PR #459, opened 2026-03-20
task/fix agent session crash when switching modelprovid

lsm:
- **fix: clear sdkSessionId when switching to a different provider**


lsm (commented):

**Recommendation: APPROVE**

This is a clean, well-targeted fix for a real crash scenario. The implementation is correct and the tests are thorough.

### What was reviewed

The fix addresses the case where switching from one provider to another (e.g., Anthropic to GLM, or Anthropic to Copilot) would pass the old provider's `sdkSessionId` as a `resume` parameter to the new provider's SDK subprocess. Since the session file on disk belongs to the old provider, the new subprocess would hang until the 15-second startup timeout.

### Assessment

**Correctness**: The fix correctly captures the `providerChanged` flag *before* mutating `session.config.provider` (line 186 of `model-switch-handler.ts`), which is important since the comparison would be meaningless after the assignment. Both the "query not started" and "query running" branches are handled identically, which is the right behavior.

**DB persistence**: The `sdkSessionId: undefined` is correctly persisted to the DB via the spread pattern `...(providerChanged ? { sdkSessionId: undefined } : {})`. The session repository at line 146-148 of `session-repository.ts` uses `'sdkSessionId' in updates` to detect the key and converts `undefined` to SQL `NULL` via `?? null`, so this works as intended.

**Tests**: The 6 new tests cover the important cases:
- Provider change with query not started (glm -> anthropic)
- Provider change with query running (glm -> anthropic) -- also verifies restart is called
- Cross-provider switch (anthropic -> copilot)
- Same-provider model switch preserves sdkSessionId (2 cases: anthropic and copilot)
- Already-unset sdkSessionId with provider change (no crash, still succeeds)

### Minor observation (P3)

The in-memory guard (`if (providerChanged && session.sdkSessionId)`) is stricter than the DB persist (which always writes `sdkSessionId: undefined` when `providerChanged` is true, regardless of current value). This is harmless -- writing NULL to an already-NULL column is a no-op in SQLite -- but the asymmetry is slightly surprising. The last test ("does nothing when sdkSessionId is already unset") documents this behavior correctly.

No issues found. The fix is minimal, focused, and well-tested.

lsm (commented):

---

### Summary

The fix is correct and well-targeted. Clearing `sdkSessionId` before the new SDK subprocess starts prevents the 15-second startup timeout that occurred when the new provider received an incompatible session resume ID. The implementation is consistent with existing patterns in `agent-session.ts` and `query-runner.ts`. 6 unit tests cover the critical behavioral variants.

---

### Correctness: The Fix Works

The ordering is correct in both branches:

**"Query is running" path** (`packages/daemon/src/lib/agent/model-switch-handler.ts`, lines 234-246):
- `session.sdkSessionId = undefined` is set in-memory first
- `db.updateSession(...)` is called
- `lifecycleManager.restart()` is called last

This is important because `restart()` in `query-lifecycle-manager.ts` (line 167) guards `validateAndRepairSDKSession` behind `if (session.sdkSessionId)`. Since the in-memory value is already `undefined` before `restart()` is invoked, the repair is correctly skipped. The new subprocess then starts without a stale `resume` option.

**DB persistence** is also correct. The spread `...(providerChanged ? { sdkSessionId: undefined } : {})` adds the key to the update object. The repository uses `'sdkSessionId' in updates` (line 146 of `session-repository.ts`), not a truthiness check, so `undefined` triggers `sdk_session_id = NULL` in SQLite. Verified with a direct JS eval.

---

### P2: Minor Code Asymmetry — Unnecessary DB Write When Already `undefined`

**File:** `packages/daemon/src/lib/agent/model-switch-handler.ts`, lines 196-208 (and 234-246)

The in-memory guard is:
```ts
if (providerChanged && session.sdkSessionId) {
    session.sdkSessionId = undefined;
}
```

But the DB spread is unconditional on provider change:
```ts
...(providerChanged ? { sdkSessionId: undefined } : {})
```

When `providerChanged` is true and `session.sdkSessionId` is already `undefined`, the DB write fires unnecessarily. This is harmless (a NULL write over an already-NULL column) but the behavior is inconsistent. The last unit test ("does nothing when sdkSessionId is already unset and provider changes") documents this, but the comment says "Does nothing" while the assertion contradicts that by expecting the DB write. A more accurate guard would be:

```ts
if (providerChanged) {
    session.sdkSessionId = undefined;
    // DB spread also runs unconditionally
}
```

Or conversely, gate the DB spread to match the in-memory guard. Either way, this is cosmetic — no behavior impact.

---

### P3: Missing Test — Transport-Not-Ready + Provider Change

**File:** `packages/daemon/tests/unit/agent/model-switch-handler.test.ts`

The new test suite covers:
- `queryObject: null` + provider change
- `queryObject` running (`firstMessageReceived: true`) + provider change
- Same-provider variants

But there is no test for **`queryObject` non-null but `firstMessageReceived: false`** (transport not ready) combined with a provider change. This combination takes the `if (!queryObject || !transportReady)` branch and would clear `sdkSessionId` correctly, but it's untested. The existing test at line 387 only covers this path for same-provider switches.

---

### The Dev-Proxy Change

Adding `--as-system-proxy false` to `packages/daemon/tests/helpers/dev-proxy.ts` is a clean fix. Starting devproxy without overriding the system proxy avoids side-effects on developer machines and CI environments where the system proxy setting is not expected to change during test runs. No concerns here.

---

### No Issues Found

- No security vulnerabilities
- No data loss risks
- No race conditions introduced
- Consistent with existing `sdkSessionId`-clearing patterns in `query-runner.ts` and `agent-session.ts`
- Tests are meaningful and verify both the in-memory and DB state

lsm (commented):

**Recommendation: APPROVE**

Both P2 and P3 issues from the prior review were addressed correctly.

### P2 fix — removed the `&& session.sdkSessionId` in-memory guard

The asymmetry is gone. In both branches (`!queryObject || !transportReady` and the query-running `else`), the in-memory assignment `session.sdkSessionId = undefined` and the DB spread `...(providerChanged ? { sdkSessionId: undefined } : {})` now fire together unconditionally when `providerChanged` is true. The `updateSession` implementation uses `'sdkSessionId' in updates` to detect the key (not a truthiness check), so spreading `{ sdkSessionId: undefined }` correctly writes `NULL` to `sdk_session_id` in SQLite, and omitting the key preserves the existing value. The fix is correct.

### P3 fix — transport-not-ready + provider-changed test added

The new test (`clears sdkSessionId when transport not ready (queryObject set but firstMessageReceived=false) and provider changes`) creates the handler with `{ firstMessageReceived: false }` and a non-null `queryObject`, then asserts:
- `session.sdkSessionId` is cleared in memory
- DB spread includes `sdkSessionId: undefined`
- `restartSpy` is NOT called

This correctly covers the formerly untested path where `queryObject` is non-null but `transportReady` is false, routing through the `!queryObject || !transportReady` branch. The assertion style is consistent with the other tests in the describe block.

### Other observations

- All 33 tests pass (`bun test` confirms 0 failures).
- The `toHaveProperty('sdkSessionId', undefined)` / `not.toHaveProperty('sdkSessionId')` pairing correctly distinguishes "key present with undefined value" from "key absent" — which is the meaningful distinction given the `'sdkSessionId' in updates` guard in `updateSession`.
- The dev-proxy fix (`--as-system-proxy false`) is orthogonal to the main change and looks correct.
- No dead code, no over-engineering, no security concerns introduced.

lsm (commented):

**Recommendation: APPROVE**

### Re-review after feedback addressed

Both issues from the previous review have been correctly resolved in commit `168ed8fc`:

**P2 (resolved):** The asymmetry between the in-memory guard and DB spread has been fixed. Previously the in-memory clear had `if (providerChanged && session.sdkSessionId)` while the DB spread was unconditional on `providerChanged`. Now both paths simply use `if (providerChanged)`, making the behavior consistent and easier to reason about. This is the right call -- assigning `undefined` to an already-`undefined` field is a no-op in JS, just as writing NULL over NULL is a no-op in SQLite.

**P3 (resolved):** The missing test for the transport-not-ready + provider-change path has been added (line 687-701 of `model-switch-handler.test.ts`). It correctly verifies that:
- The `!transportReady` branch is taken (not the restart branch)
- `sdkSessionId` is cleared both in-memory and in DB
- `restart()` is NOT called

The test description for the "already unset" case (line 672) was also updated to accurately reflect that the assignment now runs unconditionally when `providerChanged` is true.

### No new issues found

The three changed files are clean:
- `model-switch-handler.ts`: Fix logic is correct, symmetric, well-commented
- `model-switch-handler.test.ts`: 7 tests covering all provider-switch variants
- `dev-proxy.ts`: `--as-system-proxy false` is a sensible improvement for test isolation

lsm (commented):

### Summary

The approach of auto-recovering from SDK startup timeouts (instead of preemptively clearing `sdkSessionId` on model switch) is fundamentally sound. The key insight — that `sdkSessionId` is needed for conversation context loading, so clearing it eagerly destroys history — is correct, and the reactive recovery design preserves the user experience.

### Issues

**P1: No retry limit — auto-recovery can loop indefinitely**

`onStartupTimeoutAutoRecover` is a permanent method on `AgentSession`. If the SDK binary is broken, network is down, or credentials are invalid in a way that manifests as a startup timeout (not an auth error), the auto-recovery will fire every ~15.3 seconds (15s timeout + 300ms delay) forever, spawning new SDK subprocesses each time.

The fix should be straightforward: add a retry counter (e.g., `autoRecoverAttempts`) that is incremented on each recovery and checked in `canAutoRecover`. After 1-2 retries, fall through to the normal error path so the user sees the failure. Reset the counter on successful first message received.

`packages/daemon/src/lib/agent/query-runner.ts`, lines 340-353
`packages/daemon/src/lib/agent/agent-session.ts`, lines 786-790

**P1: Auto-recovery tests don't test actual code paths**

All 9 tests in the `QueryRunner startup timeout auto-recovery` describe block (lines 1202-1341 of `query-runner.test.ts`) are pure logic simulations — they duplicate the `if` conditions from the source code in local variables and assert on those local variables. They do not instantiate `QueryRunner`, do not call any method on it, and would continue passing even if the actual catch block logic were completely removed or broken.

The existing integration-style tests (like the `runQuery() finally block close() behaviour` suite just above) show it is possible to exercise `runQuery()` via `runner.start()` even without credentials (auth check fails early, but catch/finally still execute). The auto-recovery tests should follow the same pattern: create a `QueryRunner` with `onStartupTimeoutAutoRecover` set on the context, trigger a startup-timeout-like error, and verify that `messageQueue.clear()` was NOT called and `onStartupTimeoutAutoRecover` WAS invoked.

`packages/daemon/tests/unit/agent/query-runner.test.ts`, lines 1202-1341

**P2: `recover.call(this.ctx)` binding is fragile and unnecessary**

Line 350: `recover.call(this.ctx)` uses `.call()` to bind `this` to the QueryRunnerContext. Since `this.ctx` IS the AgentSession and `onStartupTimeoutAutoRecover` is a regular method on AgentSession, this works correctly today. However, the indirection through a captured function reference + `.call()` is unnecessarily fragile. Simply calling `this.ctx.onStartupTimeoutAutoRecover!()` would be clearer and functionally equivalent, without the risk of someone later breaking the binding by changing how the reference is captured.

`packages/daemon/src/lib/agent/query-runner.ts`, line 350

- The `messageQueue.stop()` in the finally block does not destroy queued messages (only sets `running = false`), so the preserved messages survive through the `stop()` → `start()` cycle during auto-recovery. This is correct.
- The `sdkSessionId` is cleared before scheduling auto-recovery, ensuring the retry starts fresh without the stale session file. This is the core correctness property.
- The 300ms `setTimeout` delay ensures the finally block completes before recovery starts, preventing state races. Reasonable design.
- The model-switch-handler changes (adding `newProvider` parameter, removing sdkSessionId clearing) are clean and well-tested with good provider routing coverage.

The infinite retry loop (P1) is a real risk that should be addressed before merge. The test quality issue (P1) means the new behavior has no real automated verification.

lsm (commented):

**Recommendation: REQUEST_CHANGES** — the implementation has a P0 infinite loop bug and P1-level test coverage gaps.

---

## Summary

The approach is conceptually sound: instead of preemptively clearing `sdkSessionId` (which destroys conversation context), the catch block now detects startup timeouts and schedules a transparent retry with the stale `sdkSessionId` already cleared. For cross-provider switches, the 15s timeout will always fire, recovery clears the incompatible session file reference, and the retry starts fresh. For same-provider switches, no timeout occurs and context is preserved. The wiring between `QueryRunnerContext`, `QueryRunner`, and `AgentSession` is clean.

---

## P0 — Infinite Retry Loop with No Backoff or Limit

**File:** `packages/daemon/src/lib/agent/query-runner.ts`, lines 340–352

The auto-recovery re-calls `startStreamingQuery()`, which runs a new `runQuery()`. If that query also times out on startup (e.g., network unreachable, SDK binary missing, or any persistent issue unrelated to `sdkSessionId`), `canAutoRecover` is `true` again and another `setTimeout(recover, 300ms)` is scheduled. There is no retry counter, no maximum attempt limit, and no backoff.

A session that is permanently broken will spin forever: 15s timeout, 300ms delay, retry, 15s timeout, 300ms delay, ... consuming resources silently, never surfacing an error to the user.

The original timeout path (before this PR) would show the error to the user after one attempt. The new path suppresses it indefinitely.

**Fix needed:** Add a retry counter (e.g., limit to 1 auto-recovery attempt). On the second consecutive startup timeout, fall through to the normal error handler. Example:

```typescript
// In QueryRunnerContext:
startupTimeoutAutoRecoverAttempts?: number;

// In the catch block:
const attempts = (this.ctx.startupTimeoutAutoRecoverAttempts ?? 0) + 1;
const canAutoRecover = isStartupTimeout && !this.ctx.isCleaningUp()
  && !!this.ctx.onStartupTimeoutAutoRecover && attempts <= 1;
if (canAutoRecover) {
  this.ctx.startupTimeoutAutoRecoverAttempts = attempts;
  // schedule recovery...
} else {
  this.ctx.startupTimeoutAutoRecoverAttempts = 0;
  // normal error path...
}
```

---

## P1 — Tests Don't Exercise the Actual QueryRunner

**File:** `packages/daemon/tests/unit/agent/query-runner.test.ts`, lines 1202–1341

All 9 new tests are tautological: they declare local boolean variables, reproduce the `if/else` logic from the implementation inline, and assert on those local variables. The actual `QueryRunner` class is never instantiated. No mock of `QueryRunnerContext` with `onStartupTimeoutAutoRecover` is constructed. No `runQuery` private method is exercised (even via the public `start()` path).

These tests will pass regardless of any future change to the `QueryRunner` implementation, including deleting the feature entirely.

The existing test suite in this file does have patterns for mocking `QueryRunnerContext` and calling `runner.start()` (see `describe('QueryRunner environment variable handling')`). The new tests should follow the same pattern: construct a real `QueryRunner` with a mocked context that throws a startup-timeout error, verify that `messageQueue.clear()` is/is not called, and verify that `onStartupTimeoutAutoRecover` is/is not invoked.

---

## P2 — `stateManager.setIdle()` Called Twice in Auto-Recovery Path

**File:** `packages/daemon/src/lib/agent/query-runner.ts`, line 429 and line 482–484

In the auto-recovery path (`canAutoRecover=true`, `!isAbortError`):
1. `await stateManager.setIdle()` is called on line 429 (outside the `if/else` block).
2. `finally` block also calls `await stateManager.setIdle()` on line 483 (if `!isCleaningUp()`).

The double call is benign since `setIdle()` is idempotent, but it's an unexpected side effect. If `stateManager` ever gains non-idempotent behavior on the idle transition (e.g., emitting a state-change event), this will emit two events to connected clients. The catch block should skip the explicit `setIdle()` call when `canAutoRecover=true` since the finally block already handles it:

```typescript
if (!canAutoRecover) {
  await stateManager.setIdle();
}
```

---

## P2 — `onStartupTimeoutAutoRecover` Is Always Present But Marked Optional

**File:** `packages/daemon/src/lib/agent/query-runner.ts`, line 91

The method is declared `optional` in `QueryRunnerContext`, but `AgentSession` always provides it (it's part of the `implements QueryRunnerContext` contract). The optional marker is used to enable partial mock objects in tests, but those mock objects all have the same flaw noted in P1 (they aren't actually exercised). In production, `onStartupTimeoutAutoRecover` is always defined, which means auto-recovery will always trigger on startup timeout — not just during provider switches. The comment on the interface says `// Optional auto-recovery callback invoked when the SDK startup timer fires. If set, the catch block skips messageQueue.clear()`, which implies optionality is meaningful, but it isn't in practice. This design inconsistency should be documented or the method should be made required.

---

## P3 — Cosmetic: Blank Lines Added in model-switch-handler.ts

**File:** `packages/daemon/src/lib/agent/model-switch-handler.ts`, lines 187, 217

The diff adds two blank lines (before the `// Only pass serializable fields` comments) but no functional change. These appear to be incidental whitespace edits from the editor. Not wrong, just noise in the diff.

lsm (commented):

**Recommendation: APPROVE**

The previous review concerns have been addressed well. The implementation is correct and the tests are meaningfully improved. A few observations remain.

---

### What was Fixed

**Retry limit via counter** — `startupTimeoutAutoRecoverAttempts` is correctly added to `QueryRunnerContext` and `AgentSession`, incremented before scheduling recovery, reset to 0 on successful first message, and reset to 0 on exhaustion. The `startupRecoverAttempts <= 1` guard prevents infinite loops.

**Bound callback** — `this.ctx.onStartupTimeoutAutoRecover!()` is now called correctly. The `onStartupTimeoutAutoRecover` method on `AgentSession` is an arrow-method-style implementation that uses `this` correctly.

**Double setIdle eliminated** — `stateManager.setIdle()` is no longer called in the catch block for the recovery path; it falls through to the finally block only.

**Tests are real integration tests** — `buildSpy.mockRejectedValue` causes the actual `runQuery()` catch block to fire, verifying the real conditional logic rather than just calling functions in isolation. The 6 new tests cover the material branches.

---

### Remaining Observations

**P2 — Queue preservation and AbortError are independently gated**

`packages/daemon/src/lib/agent/query-runner.ts` lines 325 and 341:

```typescript
if (!isStartupTimeout || !this.ctx.onStartupTimeoutAutoRecover) {
    messageQueue.clear();   // preservation gate: startup + handler registered
}

if (!isAbortError) {
    // canAutoRecover check — recovery only happens here
}
```

These two gates are independent. If `isStartupTimeout && onStartupTimeoutAutoRecover && isAbortError` were all simultaneously true, the queue would be preserved but no recovery would be scheduled, leaving stale preserved messages in the queue for whatever happens next. In the current code this triple intersection cannot occur because the startup-timeout error is thrown with a plain `new Error(...)` (not an AbortError), but the asymmetry is a latent trap if the throw site ever changes. A low-risk defensive fix would be to add `&& !isAbortError` to the preservation condition:

```typescript
if (!isStartupTimeout || isAbortError || !this.ctx.onStartupTimeoutAutoRecover) {
    messageQueue.clear();
}
```

**P3 — isCleaningUp guard in onStartupTimeoutAutoRecover is correct but untested for the race window**

`packages/daemon/src/lib/agent/agent-session.ts` line 788: the `if (this.isCleaningUp()) return` guard is there to protect the 300ms window between scheduling and execution. The existing test for the isCleaningUp path (`should NOT invoke onStartupTimeoutAutoRecover when isCleaningUp returns true`) covers the case where `isCleaningUp` is already true at schedule time (caught by `canAutoRecover`), not the case where cleanup begins during the 300ms delay. This is a minor gap — the race is benign since `startStreamingQuery()` defensively checks state — but worth noting.

**P3 — Error category for startup timeout hits TIMEOUT branch**

When recovery is exhausted and the startup timeout error surfaces normally, the `errorMessage.includes('timeout')` check at line 415 will categorize it as `ErrorCategory.TIMEOUT` (since the message is 'SDK startup timeout - query aborted'). This was present before this PR, but now that the startup timeout is a recoverable special case it might be worth giving it its own category or at minimum verifying the TIMEOUT category maps to the right user-facing message. Not blocking.

---

### Summary

The implementation correctly addresses all P0/P1/P2 findings from the previous review. The retry limit is properly enforced, the double-setIdle is gone, and the tests exercise the actual catch block. The one remaining structural note (P2) is the independent gating of queue preservation and abort detection — harmless in the current throw path but worth tightening.

lsm (commented):

**Recommendation: APPROVE**

### Re-review: All P0/P1/P2 issues from prior reviews have been addressed

The implementation correctly fixes the agent session crash when switching model/provider by using transparent auto-recovery instead of preemptively clearing `sdkSessionId`.

### Verification of fixes

**P0 Infinite retry loop (FIXED):** The `startupTimeoutAutoRecoverAttempts` counter in `QueryRunnerContext` is incremented before scheduling recovery (line 356 of `query-runner.ts`) and checked with `startupRecoverAttempts <= 1` (line 353). After 1 failed recovery attempt, the error surfaces normally via `handleError()`. The counter is reset to 0 in two places: (1) on first message received (line 285, indicating successful startup), and (2) when the retry limit is exhausted and the error path runs (line 370, so future sessions can recover again). This prevents infinite loops.

**P1 Tautological tests (FIXED):** The 9 local-variable-only tests have been replaced with 6 real integration tests that instantiate `QueryRunner`, call `runner.start()`, and verify actual behavior through the `runQuery()` catch block. The tests exercise `buildSpy.mockRejectedValue(new Error('SDK startup timeout - query aborted'))` to trigger the startup timeout path without waiting 15 seconds. Key behaviors verified:
- `messageQueue.clear()` is NOT called when `onStartupTimeoutAutoRecover` is registered
- `messageQueue.clear()` IS called when `onStartupTimeoutAutoRecover` is absent
- `onStartupTimeoutAutoRecover` is deferred by ~300ms via `setTimeout`
- Recovery is blocked when `isCleaningUp()` returns true
- Recovery is blocked when retry limit (1) is already reached, and `handleError` is called instead
- `startupTimeoutAutoRecoverAttempts` is incremented when recovery is scheduled

**P2 Double setIdle (FIXED):** In the auto-recovery path, `stateManager.setIdle()` is only called in the `else` branch (non-recovery, line 445). The recovery path skips it (line 366 comment: "setIdle is handled by the finally block"). The finally block provides the single `setIdle()` call at line 500.

**P2 `.call()` binding (FIXED):** Changed to `this.ctx.onStartupTimeoutAutoRecover!()` (line 362), which is the natural call pattern since `this.ctx` is the AgentSession instance.

### Remaining observations (P3, non-blocking)

1. **Double setIdle in the non-recovery error path** (lines 445 + 500): `stateManager.setIdle()` is called both in the catch block's `else` branch and in the finally block. This is pre-existing behavior (not introduced by this PR) and `setIdle()` appears to be idempotent, so it's harmless. Mentioning for awareness only.

2. **`onStartupTimeoutAutoRecover` is optional in the interface but always provided by AgentSession**: This means auto-recovery fires for all startup timeouts, not just provider switches. This is actually reasonable behavior -- if the SDK times out for any reason, one retry without resume is a sensible recovery strategy, and the retry limit prevents abuse.

### All 73 tests pass

Verified via `bun test tests/unit/agent/query-runner.test.ts` -- 73 pass, 0 fail, 106 expect() calls.

lsm (commented):

**Recommendation: APPROVE**

### P2 fix verified: AbortError added to queue-preservation guard

The latest commit (`0493587`) correctly addresses the latent path identified in the previous review. The queue-preservation condition at line 325 of `packages/daemon/src/lib/agent/query-runner.ts` is now:

```typescript
if (!isStartupTimeout || isAbortError || !this.ctx.onStartupTimeoutAutoRecover) {
    messageQueue.clear();
}
```

This closes the gap where `isStartupTimeout && isAbortError && onStartupTimeoutAutoRecover` could leave preserved messages in the queue with no recovery scheduled (since the recovery path is gated behind `!isAbortError`). The three-way OR correctly ensures the queue is cleared in every scenario where recovery will not run.

### New test covers the branch

The test at line 764 (`should call messageQueue.clear() on startup-timeout AbortError even when handler is registered`) constructs an Error with `name = 'AbortError'` and the startup timeout message, verifies `clearSpy` is called, and exercises the actual `QueryRunner` catch block via `runner.start()`. The test is well-commented explaining why this branch matters.

### Full picture remains sound

- Retry limit (1 attempt) prevents infinite loops
- Counter is reset on successful first message or after exhaustion
- `setIdle()` is not double-called in the recovery path
- All 7 tests in the `startup timeout auto-recovery` describe block exercise the real `runQuery()` catch block through `buildSpy.mockRejectedValue()`

No new issues found. The fix is minimal and targeted.

lsm (commented):

**Recommendation: APPROVE**

### P2 Fix Verification

The P2 feedback was: the queue-preservation gate and the AbortError gate were independent, creating a path where an AbortError-flavored startup-timeout could preserve the queue while recovery would not run (because recovery is gated behind `!isAbortError`), leaving stale messages in the queue.

**The fix is correct.** The new gate expression at line 325 of `query-runner.ts`:

```ts
if (!isStartupTimeout || isAbortError || !this.ctx.onStartupTimeoutAutoRecover) {
    messageQueue.clear();
}
```

All four critical scenarios are correctly handled:

- **Normal startup timeout + handler registered:** all three operands are false → gate is false → queue is preserved → recovery runs. Correct.
- **AbortError startup timeout + handler registered (the P2 fix):** `isAbortError=true` makes the gate true → queue IS cleared. Recovery does not run because `!isAbortError` blocks the recovery block. No stale messages. Correct.
- **Startup timeout + no handler:** `!handler=true` → gate is true → queue IS cleared. Correct.
- **Non-startup error:** `!isStartupTimeout=true` → gate is true → queue IS cleared. Correct.

### Test Coverage

The new test suite in `query-runner.test.ts` (lines 720–838) directly exercises the P2 fix with a dedicated test case: "should call messageQueue.clear() on startup-timeout AbortError even when handler is registered". The test correctly:

- Constructs an error with `name = 'AbortError'` AND the startup-timeout message string
- Registers `onStartupTimeoutAutoRecover`
- Asserts that `clearSpy` was called

Five additional tests cover the recovery scheduling, the retry limit, `isCleaningUp` guard, and counter increment. Coverage is thorough.

When the error arrives as an AbortError (the P2 scenario), the `startupTimeoutAutoRecoverAttempts` counter is not reset because the counter-reset is inside the `else` branch which is itself inside `if (!isAbortError)`. The counter remains at whatever value it had before. This is benign — the counter starts at 0 on session construction and AbortError paths never increment it, so a subsequent normal timeout will correctly see attempts=0 and fire recovery. No action required.

The fix precisely addresses the reported concern and is accompanied by regression tests that will catch any future regression.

### YOUR TASK
The answer is the lines above between the line holding "### Assessment" and the line holding "- Cross-provider switch", inclusive, each written out exactly, and no others.

### REPLY
### Assessment

**Correctness**: The fix correctly captures the `providerChanged` flag *before* mutating `session.config.provider` (line 186 of `model-switch-handler.ts`), which is important since the comparison would be meaningless after the assignment. Both the "query not started" and "query running" branches are handled identically, which is the right behavior.

**DB persistence**: The `sdkSessionId: undefined` is correctly persisted to the DB via the spread pattern `...(providerChanged ? { sdkSessionId: undefined } : {})`. The session repository at line 146-148 of `session-repository.ts` uses `'sdkSessionId' in updates` to detect the key and converts `undefined` to SQL `NULL` via `?? null`, so this works as intended.

**Tests**: The 6 new tests cover the important cases:
- Provider change with query not started (glm -> anthropic)
- Provider change with query running (glm -> anthropic) -- also verifies restart is called
- Cross-provider switch (anthropic -> copilot)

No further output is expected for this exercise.